▸ **Work instructions**: From the line with "--- a/files/gpg-vault-agent.service" onward, reproduce each line of the entries exactly, ending at the last one, and add nothing.

▸ **Collected data entries**:
————————

PR #92, opened 2021-04-23
Use systemd to manage GPG vault socket directory

cottsay:
The directory currently being created by Chef doesn't persist across reboots. We can use systemd to manage the directory instead, which should mean that it is always created prior to starting, and always deleted after stopping.

https://www.freedesktop.org/software/systemd/man/systemd.exec.html#RuntimeDirectory=

Additionally, ensure that systemd reloads the gpg-vault-agent unit file when it is changed.

### DIFF
--- a/files/gpg-vault-agent.service
+++ b/files/gpg-vault-agent.service
@@ -5,8 +5,10 @@ Documentation=man:gpg-agent(1)
 [Service]
 Type=forking
 User=gpg-vault
+RuntimeDirectory=gpg-vault
+RuntimeDirectoryMode=750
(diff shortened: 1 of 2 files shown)


nuclearsandwich (approved):
https://docs.chef.io/resources/systemd_unit/ handles the inner workings of daemon-reload and friends for us but I tried it somewhere (forgetting exactly where) and I found it less ergonomic than the template-for-unit-file and service approach even with the daemon-reload step. If we start to get encumbered by the daemon-reload biz it may be worth a fresh look in time.

nuclearsandwich:
Agent CI errors are known flaky tests. Flakes will eat the software world :sob:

————————

▸ **Problem solution**:
--- a/files/gpg-vault-agent.service
+++ b/files/gpg-vault-agent.service
@@ -5,8 +5,10 @@ Documentation=man:gpg-agent(1)
 [Service]
 Type=forking
 User=gpg-vault
+RuntimeDirectory=gpg-vault
+RuntimeDirectoryMode=750
(diff shortened: 1 of 2 files shown)


nuclearsandwich (approved):
https://docs.chef.io/resources/systemd_unit/ handles the inner workings of daemon-reload and friends for us but I tried it somewhere (forgetting exactly where) and I found it less ergonomic than the template-for-unit-file and service approach even with the daemon-reload step. If we start to get encumbered by the daemon-reload biz it may be worth a fresh look in time.

nuclearsandwich:
Agent CI errors are known flaky tests. Flakes will eat the software world :sob:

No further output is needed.